The speed-accuracy trade-off in manual prehension: effects of movement amplitude, object size and object width on kinematic characteristics

Abstract

Earlier studies have suggested that the size of an object to be grasped influences the time taken to complete a prehensile movement. However, the use of cylindrical objects in those studies confounded the effects of object size — extent orthogonal to the reach axis — and object width — extent along the reach axis. In separating these effects, the present study demonstrates that movement time is not affected by manipulation of object size, as long as the latter does not approach the maximal object size that can be grasped.
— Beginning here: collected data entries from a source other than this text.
PR #2800, opened 2019-08-13
Feature/issue 2799 robust no u turn

### LINKED ISSUE #2799: Binary recursive no-u-turn criterion misses u-turn
#### Summary:

The current no-u-turn checks can miss a u-turn when two halves of a discrete trajectory straddle the desired termination point.

#### Description:

For approximately iid normal targets the no-u-turn criterion can miss the optimal integration time if the step size is configured in a way that allows discrete trajectories to straddle the desired termination point.  This results in "resonances" that drop performance for various steps sizes.  See https://discourse.mc-stan.org/t/nuts-misses-u-turns-runs-in-circles-until-max-treedepth/9727/14 for more discussion.

#### Current Version:
v2.20.0

betanalpha:
#### Submission Checklist

#### Summary

Resolves #2799.

#### Intended Effect

Adds additional no-u-turn checks across subtrees to avoid missing u-turns for approximately iid normal models. 

#### How to Verify

See https://discourse.mc-stan.org/t/nuts-misses-u-turns-runs-in-circles-until-max-treedepth/9727/36?u=betanalpha.

#### Side Effects

Decrease in antithetic behavior for component means in correlated models.

#### Documentation

Inline.

#### Copyright and Licensing

Michael Betancourt

### DIFF
--- a/src/test/unit/mcmc/hmc/nuts/base_nuts_test.cpp
+++ b/src/test/unit/mcmc/hmc/nuts/base_nuts_test.cpp
@@ -149,9 +149,12 @@ TEST(McmcNutsBaseNuts, build_tree_test) {
 
   stan::mcmc::ps_point z_propose(model_size);
 
-  Eigen::VectorXd p_sharp_left = Eigen::VectorXd::Zero(model_size);
-  Eigen::VectorXd p_sharp_right = Eigen::VectorXd::Zero(model_size);
+  Eigen::VectorXd p_begin = Eigen::VectorXd::Zero(model_size);
+  Eigen::VectorXd p_sharp_begin = Eigen::VectorXd::Zero(model_size);
+  Eigen::VectorXd p_end = Eigen::VectorXd::Zero(model_size);
+  Eigen::VectorXd p_sharp_end = Eigen::VectorXd::Zero(model_size);
   Eigen::VectorXd rho = z_init.p;
+  
   double log_sum_weight = -std::numeric_limits<double>::infinity();
 
   double H0 = -0.1;
@@ -170,15 +173,18 @@ TEST(McmcNutsBaseNuts, build_tree_test) {
   stan::callbacks::stream_logger logger(debug, info, warn, error, fatal);
 
   bool valid_subtree = sampler.build_tree(3, z_propose,
-                                          p_sharp_left, p_sharp_right, rho,
+                                          p_sharp_begin, p_sharp_end, 
+                                          rho, p_begin, p_end,
                                           H0, 1, n_leapfrog, log_sum_weight,
                                           sum_metro_prob, logger);
 
   EXPECT_TRUE(valid_subtree);
 
   EXPECT_EQ(init_momentum * (n_leapfrog + 1), rho(0));
-  EXPECT_EQ(1, p_sharp_left(0));
-  EXPECT_EQ(1, p_sharp_right(0));
+  EXPECT_EQ(1.5, p_begin(0));
+  EXPECT_EQ(1, p_sharp_begin(0));
+  EXPECT_EQ(1.5, p_end(0));
+  EXPECT_EQ(1, p_sharp_end(0));
 
   EXPECT_EQ(8 * init_momentum, sampler.z().q(0));
   EXPECT_EQ(init_momentum, sampler.z().p(0));
@@ -207,9 +213,12 @@ TEST(McmcNutsBaseNuts, rho_aggregation_test) {
 
   stan::mcmc::ps_point z_propose(model_size);
 
-  Eigen::VectorXd p_sharp_left = Eigen::VectorXd::Zero(model_size);
-  Eigen::VectorXd p_sharp_right = Eigen::VectorXd::Zero(model_size);
+  Eigen::VectorXd p_begin = Eigen::VectorXd::Zero(model_size);
+  Eigen::VectorXd p_sharp_begin = Eigen::VectorXd::Zero(model_size);
+  Eigen::VectorXd p_end = Eigen::VectorXd::Zero(model_size);
+  Eigen::VectorXd p_sharp_end = Eigen::VectorXd::Zero(model_size);
   Eigen::VectorXd rho = z_init.p;
+  
   double log_sum_weight = -std::numeric_limits<double>::infinity();
 
   double H0 = -0.1;
@@ -228,18 +237,19 @@ TEST(McmcNutsBaseNuts, rho_aggregation_test) {
   stan::callbacks::stream_logger logger(debug, info, warn, error, fatal);
 
   sampler.build_tree(3, z_propose,
-                     p_sharp_left, p_sharp_right, rho,
+                     p_sharp_begin, p_sharp_end, 
+                     rho, p_begin, p_end,
                      H0, 1, n_leapfrog, log_sum_weight,
                      sum_metro_prob, logger);
 
-  EXPECT_EQ(7, sampler.rho_values.size());
+  EXPECT_EQ(7 * 3, sampler.rho_values.size());
   EXPECT_EQ(2 * init_momentum, sampler.rho_values.at(0));
   EXPECT_EQ(2 * init_momentum, sampler.rho_values.at(1));
-  EXPECT_EQ(4 * init_momentum, sampler.rho_values.at(2));
+  EXPECT_EQ(2 * init_momentum, sampler.rho_values.at(2));
   EXPECT_EQ(2 * init_momentum, sampler.rho_values.at(3));
   EXPECT_EQ(2 * init_momentum, sampler.rho_values.at(4));
-  EXPECT_EQ(4 * init_momentum, sampler.rho_values.at(5));
-  EXPECT_EQ(8 * init_momentum, sampler.rho_values.at(6));
+  EXPECT_EQ(2 * init_momentum, sampler.rho_values.at(5));
+  EXPECT_EQ(4 * init_momentum, sampler.rho_values.at(6));
 }
 
 TEST(McmcNutsBaseNuts, divergence_test) {
@@ -255,9 +265,12 @@ TEST(McmcNutsBaseNuts, divergence_test) {
 
   stan::mcmc::ps_point z_propose(model_size);
 
-  Eigen::VectorXd p_sharp_left = Eigen::VectorXd::Zero(model_size);
-  Eigen::VectorXd p_sharp_right = Eigen::VectorXd::Zero(model_size);
+  Eigen::VectorXd p_begin = Eigen::VectorXd::Zero(model_size);
+  Eigen::VectorXd p_sharp_begin = Eigen::VectorXd::Zero(model_size);
+  Eigen::VectorXd p_end = Eigen::VectorXd::Zero(model_size);
+  Eigen::VectorXd p_sharp_end = Eigen::VectorXd::Zero(model_size);
   Eigen::VectorXd rho = z_init.p;
+  
   double log_sum_weight = -std::numeric_limits<double>::infinity();
 
   double H0 = -0.1;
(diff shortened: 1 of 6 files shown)


src/test/unit/mcmc/hmc/nuts/base_nuts_test.cpp
```diff
@@ -228,18 +237,19 @@ TEST(McmcNutsBaseNuts, rho_aggregation_test) {
...
   EXPECT_EQ(2 * init_momentum, sampler.rho_values.at(0));
   EXPECT_EQ(2 * init_momentum, sampler.rho_values.at(1));
-  EXPECT_EQ(4 * init_momentum, sampler.rho_values.at(2));
+  EXPECT_EQ(2 * init_momentum, sampler.rho_values.at(2));
   EXPECT_EQ(2 * init_momentum, sampler.rho_values.at(3));
   EXPECT_EQ(2 * init_momentum, sampler.rho_values.at(4));
-  EXPECT_EQ(4 * init_momentum, sampler.rho_values.at(5));
-  EXPECT_EQ(8 * init_momentum, sampler.rho_values.at(6));
+  EXPECT_EQ(2 * init_momentum, sampler.rho_values.at(5));
+  EXPECT_EQ(4 * init_momentum, sampler.rho_values.at(6));
```
bbbales2: There should be 14 more of these checks since there are now 3x the number of rho_values

betanalpha: There's only one aggregate rho exposed in the `build_tree` function.  The others needed for the new tests are constructed from this aggregate rho on the fly internally and hence not accessible for unit testing.  That internal construction could be repeated externally using the boundary momenta but then there's nothing to compare it to.

betanalpha:
There's currently no validation of the samplers as explicit integration tests because there's not enough functionality to run everything from pure C++ (the main obstruction is tearing out the `var_context` code and replacing it with a clear data access layer and then writing C++ data access layer callbacks so that everything can be run in memory; I have designs that were long ago discussed and agreed upon but no one has had the time to implement it).  In any case I did check this code against some IID models of varying dimension and a correlated Gaussian in which the last bug manifested (using 100000 iterations to be sufficient sensitive to small effects) and everything looked good.

bob-carpenter:
Why not use R dump or JSON format for var contexts?  They're not in memory, but I/O performance shouldn't be an issue for testing.

src/test/unit/mcmc/hmc/nuts/base_nuts_test.cpp
bbbales2: I don't understand this. These values are being returned so why shouldn't they be tested?

bbbales2:
@betanalpha oh okay, got it. Can you e-mail me the models for the test? I guess I should just manually double check that it's all working okay since it's not automated.

@seantalts yo just at-ing you so you're aware of the state of tests. We should probably do something about this eventually.

betanalpha:
They’re all in benchmark repo, https://github.com/stan-dev/stat_comp_benchmarks/tree/master/benchmarks.
The baselines for each expectation value are in https://github.com/stan-dev/stat_comp_benchmarks/tree/master/empirical_results/nuts.

You can run them all or just check the basics like low_dim_corr_gauss and
maybe a 50 or 100 dimensional IID gaussian,

parameters {
  real x[100];
}

model {
  x ~ normal(0, 1);
}

bbbales2:
Got it thanks. I'll run these checks Tuesday or Wednesday (still travelin'). And the extra return values from build_tree?

junpenglao:
Thanks a lot for the discussion and the validation!! 
Just a quick drive by comment: you could skip doing the additional U turn check at depth == 1 within each tree (as it is already been checked), and skip the U turn check altogether at depth == 0 at the tree doubling level (i.e., the outer loop, as it is already been checked during the tree building).

betanalpha:
The test you were looking at checks just the rho aggregation.  The edge momenta and sharp momenta are checked in other tests, including the `diag_e` and `softabs` tests.

junpenglao:
I see - thanks @betanalpha !

betanalpha:
That’s definitely not good.  

Do you get the same result when you run with the diagonal metric?
Let me see if I can reproduce locally.

betanalpha:
Same for a dense metric,

```
1 chains: each with iter=(4096000); warmup=(0); thin=(1); 4096000 iterations saved.

                    Mean     MCSE   StdDev     5%       50%       95%    N_Eff  N_Eff/s    R_hat
z[1]            -3.9e-04  4.8e-04  1.0e+00   -1.6   4.5e-04   1.6e+00  4.3e+06  2.9e+04  1.0e+00
z[2]             3.0e+00  1.0e-03  2.0e+00  -0.29   3.0e+00   6.3e+00  3.8e+06  2.6e+04  1.0e+00
delta_var1      -3.7e-04  9.9e-04  1.4e+00  -1.00  -5.5e-01   2.8e+00  2.1e+06  1.4e+04  1.0e+00
delta_var2      -5.4e-03  4.0e-03  5.6e+00   -4.0  -2.2e+00   1.1e+01  2.0e+06  1.4e+04  1.0e+00
delta_corr       2.8e-05  7.6e-04  1.1e+00   -1.1  -3.4e-01   2.2e+00  2.2e+06  1.5e+04  1.0e+00
```

betanalpha:
I recommend fixing a seed and then using `id` to vary the seed for each run.

betanalpha:
This is weeeeeeeeeird.  For some seeds I do see the effect that you're seeing.  

```
1 chains: each with iter=(16384000); warmup=(0); thin=(1); 16384000 iterations saved.

                    Mean     MCSE   StdDev     5%       50%       95%    N_Eff  N_Eff/s    R_hat
z[1]             4.9e-04  3.4e-04  1.0e+00   -1.6   4.4e-04   1.6e+00  8.4e+06  1.2e+04  1.0e+00
z[2]             3.0e+00  7.3e-04  2.0e+00  -0.28   3.0e+00   6.3e+00  7.4e+06  1.0e+04  1.0e+00
delta_var1      -6.2e-03  4.7e-04  1.4e+00  -1.00  -5.5e-01   2.8e+00  8.9e+06  1.3e+04  1.0e+00
delta_var2      -2.4e-02  2.0e-03  5.6e+00   -4.0  -2.2e+00   1.1e+01  8.2e+06  1.2e+04  1.0e+00
delta_corr      -2.3e-03  4.0e-04  1.1e+00   -1.1  -3.4e-01   2.2e+00  7.8e+06  1.1e+04  1.0e+00
```

What's odd, however, it doesn't look there's some bias that manifests only once the standard error shrinks enough.  Rather it looks like the standard error shrinks and then at some point a bias larger than the standard error suddenly appears.  Then there's the fact that it's an inconsistent bias, and maybe correlated with slightly higher step sizes?

I'm going to go through the code carefully to see if I can see anything.  On the other hand I'm not sure any algorithm has been tested to one _million_ effective samples so if the current version didn't behave as expected then I'd suspect a numerical issue with the estimators themselves.

bob-carpenter:
You mean things like the mean and quantile estimators?

Adding a million numbers will lose a lot of precision if they're all the same sign.  For example, imagine 1e6 numbers between 0 and 1.  You wind up adding numbers on the scale of 5e5 (the expectation) and 1 (the individual numbers being added), which loses more than 5 decimal places of precision (out of a total of 16 or so in double-precision floating point).

betanalpha:
Of course, but the issue is that there is no corresponding
bias in the baseline version of the sampler so it can’t be
something shared between the two versions, such as the
estimator code.

betanalpha:
I can't find anything that looks suspect in the code -- anyone want to take a second look?  I've been poking around at edge cases and places where redundant calculations in the added checks might be vulnerable to insufficient precision introducing errors but I can't find anything inconsistent.

bbbales2:
Here's the results of running overnight.

uturn_metric

> anyone want to take a second look?

I'll make a post in the discourse thread. I will eventually, but this looks like it could be a difficult problem to figure out.

betanalpha:
I think I found it — there’s a bug in how the edge momenta and
sharp momenta are updated before a new expansion/proposal.
As in some of them aren’t updated as they should be, causing 
the new checks to be slightly off (and getting increasingly off 
as the tree depth increases).  I’m testing the seeds that were
previously manifesting the bias now.

betanalpha:
Yup, that did the trick.

```
1 chains: each with iter=(16384000); warmup=(0); thin=(1); 16384000 iterations saved.

                    Mean     MCSE   StdDev     5%       50%       95%    N_Eff  N_Eff/s    R_hat
z[1]             4.9e-04  3.4e-04  1.0e+00   -1.6   4.4e-04   1.6e+00  8.4e+06  1.2e+04  1.0e+00
z[2]             3.0e+00  7.3e-04  2.0e+00  -0.28   3.0e+00   6.3e+00  7.4e+06  1.0e+04  1.0e+00
delta_var1      -6.2e-03  4.7e-04  1.4e+00  -1.00  -5.5e-01   2.8e+00  8.9e+06  1.3e+04  1.0e+00
delta_var2      -2.4e-02  2.0e-03  5.6e+00   -4.0  -2.2e+00   1.1e+01  8.2e+06  1.2e+04  1.0e+00
delta_corr      -2.3e-03  4.0e-04  1.1e+00   -1.1  -3.4e-01   2.2e+00  7.8e+06  1.1e+04  1.0e+00
```

goes to

```
1 chains: each with iter=(16384000); warmup=(0); thin=(1); 16384000 iterations saved.

                    Mean     MCSE   StdDev     5%       50%       95%    N_Eff  N_Eff/s    R_hat
z[1]             9.0e-05  3.5e-04  1.0e+00   -1.6   1.8e-04   1.6e+00  8.0e+06  1.2e+04  1.0e+00
z[2]             3.0e+00  7.3e-04  2.0e+00  -0.29   3.0e+00   6.3e+00  7.5e+06  1.2e+04  1.0e+00
delta_var1       2.6e-04  4.8e-04  1.4e+00  -1.00  -5.5e-01   2.8e+00  8.6e+06  1.3e+04  1.0e+00
delta_var2       2.4e-03  2.0e-03  5.7e+00   -4.0  -2.2e+00   1.1e+01  8.2e+06  1.3e+04  1.0e+00
delta_corr       2.3e-04  4.0e-04  1.1e+00   -1.1  -3.4e-01   2.2e+00  7.6e+06  1.2e+04  1.0e+00
```

I'll push once the tests are updated to the new behavior.

bbbales2:
Great thanks!

betanalpha:
Changes pushed -- I updated `base_nuts_test` with a new instrumented mock sampler that tests the edge momenta that weren't being updated correctly before.  I'm going to rerun the performance tests to verify that hasn't been affected, but given that this only shows up at <Dr. Evil voice>one million iterations</Dr. Evil voice> I don't think there will be much of an affect.

I don't think I've ever seen a sampler tested to this level of precision!  Pretty awesome.

betanalpha:
Performance tests look good -- small differences but the general story is pretty much the same.  I'll post to Discourse.

bob-carpenter:
> On Aug 29, 2019, at 3:11 PM, Michael Betancourt <notifications@github.com> wrote:
> 
> Changes pushed -- I updated base_nuts_test with a new instrumented mock sampler that tests the edge momenta that weren't being updated correctly before. I'm going to rerun the performance tests to verify that hasn't been affected, but given that this only shows up at <Dr. Evil voice>one million iterations</Dr. Evil voice> I don't think there will be much of an affect.
> 
> I don't think I've ever seen a sampler tested to this level of precision! Pretty awesome.

Indeed.  Ben's going to get a reputation for seriously heroic testing (after this and my autodiff test PR).

bbbales2:
Don't jinx us. This looks good. @bob-carpenter can you merge? I'm not authorized.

Object width, on the other hand, is shown to exert a systematic influence on movement time: Smaller object widths give rise to longer movement times through a lengthening of the deceleration phase of the movement, thus reproducing the effect of target width on the kinematics of aiming movements. As in aiming, movement amplitude also affects the movement time in prehension, influencing primarily the acceleration phase (i.e. peak velocity attained). The effects of object width and movement amplitude were found to combine in a way predicted by Fitts' law, allowing a generalisation of the latter to the transport component in prehensile actions. With respect to the grasp component, both object size and object width are shown to affect peak hand aperture. Increasing object width thus lowers the spatial accuracy demands on the transport component, permitting a faster movement to emerge. At the same time, the hand opens to a larger grip in order to compensate for eventual directional errors that result. Finally, with respect to the control mode of the grasp component, it was found that peak finger closing velocity scales to distance to be covered, defined as the peak hand aperture minus object size.